The German and Japanese post WWII models were instructive, but ignored. In the modern examples, we effectively bought used cars with bad brakes and tossed the keys to a bunch of six year olds.
While Germany and Japan are 'intructive' they are hardly appropriate. These were modern nations who went toe to toe with the Allies with equal technological sophistication. One need only look at their auto makers after.
Nothing of the sort will be possible with Afghanistan and highly unlikely with Iraq.
We need to look elsewhere for solutions .... if there really are any.
*shrugs*
Also, unlike Iraq and Afghanistan*, they were the aggressors in WWII. It's easier to convince the local population that you're there to fix things up and leave when you're not the one that started the invasion.
As for being more brutal with Japan and Germany during the occupation, I don't recall reading about prison that we manned that did worse things than we did at Abu Ghraib.
* Technically we invaded Afghanistan because the refused to turn over the group responsible for attacking us, Al Queda, but that's going to be viewed differently by the local population a bit differently than if their government did it. Especially in a country with as little central government control as Afghanistan.
Germany and Japan also had homogenous populations with extremely similar and non-crazy religious beliefs.
non-crazy religious beliefs
Ain't no such animal.
I take it you don't live in TX-14, OH-23 or WI eh JsubD..
*smirk*
You'd think by now even the most highly educated Ivy Leaguer would realize you can't build a decent nation from competing gangs of barbarians.
Germany and Japan were modern nations that we rebuilt. Rebuilding a country back to its former level, and raising a nation a century (or eight, in Afghanistan's case) are completely different things. One is possible, the other is not.
Damn wikileaks and all the blood on its hands!
My opinion is that we should GTFO of Afghanistan tomorrow and never should have gone into Iraq in the first place but this:
is unadulterated horse hockey.
Sounds Great!!What you had mentioned is quite reasonable! Beautifully written article sir.

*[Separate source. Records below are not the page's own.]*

PR #147, opened 2020-12-23
Add script to get all users in the system

ccostino:
This changeset adds a new script that can retrieve all of the current users in the system.  The script can output the information to STDOUT or a CSV file.

- Adds a new script to retrieve basic user information from the system

## Future considerations:
- This script could be expanded a bit more to pair users with orgs, which is what this is intended to serve

## Security considerations
- Script makes use of the public CAPI exposed in our system
- Script can create and store a CSV file locally containing usernames and GUID mappings for further information retrieval

### DIFF
--- a/get-all-users.sh
+++ b/get-all-users.sh
@@ -1,0 +1,35 @@
+#!/bin/sh
+
+# Retrieves all users in the system and outputs a CSV file.
+
+# Requires cf CLI version 7+ and jq to work.
+
+# NOTE:  Only works if there are 5,000 or less users in the system at this time.
+
+set -e -x
+
+# Check to see if the person has at least version 7 of the cf CLI; if not, let
+# them know to upgrade and exit.
+min_cf_version=7
+cf_version=$(cf version | awk '{print $3}' | cut -c 1)
+
+if [ "$cf_version" -lt "$min_cf_version" ]; then
+  echo
+  echo "You must update your cf CLI to at least version 7."
+  echo "Please run: brew update && brew upgrade cf-cli@7"
+  echo
+
+  exit 1
+fi
+
+# Retrieve all users as JSON.
+cf curl '/v3/users?per_page=5000' > all-users.json
+
+# Create a CSV file with a header row.
+echo '"username","presentation name","guid","created at","origin"' > all-users.csv
+
+# Append all of the user data into the CSV file.
+# This information is sorted first by username, then by origin, to help with
+# grouping.  Records without usernames are stripped out as they are not actual
+# users, they're system accounts and used internally.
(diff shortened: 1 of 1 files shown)


get-all-users.sh
```diff
@@ -0,0 +1,35 @@
...
+  echo
+  echo "You must update your cf CLI to at least version 7."
+  echo "Please run: brew update && brew upgrade cf-cli@7"
+  echo
+
+  exit 1
+fi
+
+# Retrieve all users as JSON.
+cf curl '/v3/users?per_page=5000' > all-users.json
```
mheadd, line 26: Should the script `rm` this file when done since it's only an intermediate artifact?

ccostino: It could and I thought about that; I kept it for the moment in case having the raw JSON around is still helpful for whatever reason, but that's also just a `cf curl` call away.

get-all-users.sh
```diff
@@ -0,0 +1,35 @@
...
+
+# Create a CSV file with a header row.
+echo '"username","presentation name","guid","created at","origin"' > all-users.csv
+
+# Append all of the user data into the CSV file.
+# This information is sorted first by username, then by origin, to help with
+# grouping.  Records without usernames are stripped out as they are not actual
+# users, they're system accounts and used internally.
+cat all-users.json | jq -r '.resources |= sort_by(.username) | .resources |= sort_by(.origin) | .resources[] | select(.username != "") | [ .username, .presentation_name, .guid, .created_at, .origin ] | @csv' >> all-users.csv
```
mheadd, line 35: Wondering if it makes more sense to not redirect to a file within the script, as that would allow further processing on the output before saving it. For example: `./get-all-users.sh | grep epa.gov > all-users.csv`

ccostino: 🤔 maybe, that depends on what we ultimately want to do; I could also set the script to allow for both things. :-)

pburkholder (approved):
I'm going to approve this as tweaking it to make it better is probably not worth our effort at this point. I'd suggest you add a TODO comment secation at the top to later on:

- use pagination so there's not a 5000-user limit (and to use smaller pages)
- use mktemp to get a unique temporary filename for the json out
- use a trap to make sure the temporary file is removed.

---------------------------------------------------------------------------
nfl premier jerseys
Dallas Cowboys premier jerseys
Murong Yun did not want to have too much common ground with him, so he will not own more of the above any economic exchange, put on a Ku Gualian said: "You got it wrong, I am poorer than you. This concert will kill people, ah! Since we are Xiongdi Huo, so I will not tell lies, cheap nike air max I have to carry a lot of bank debt was purchased two VIP tickets for first class and I was east of the city credit card all banks are Banqi of a month, I have been shattering, very painful ah! "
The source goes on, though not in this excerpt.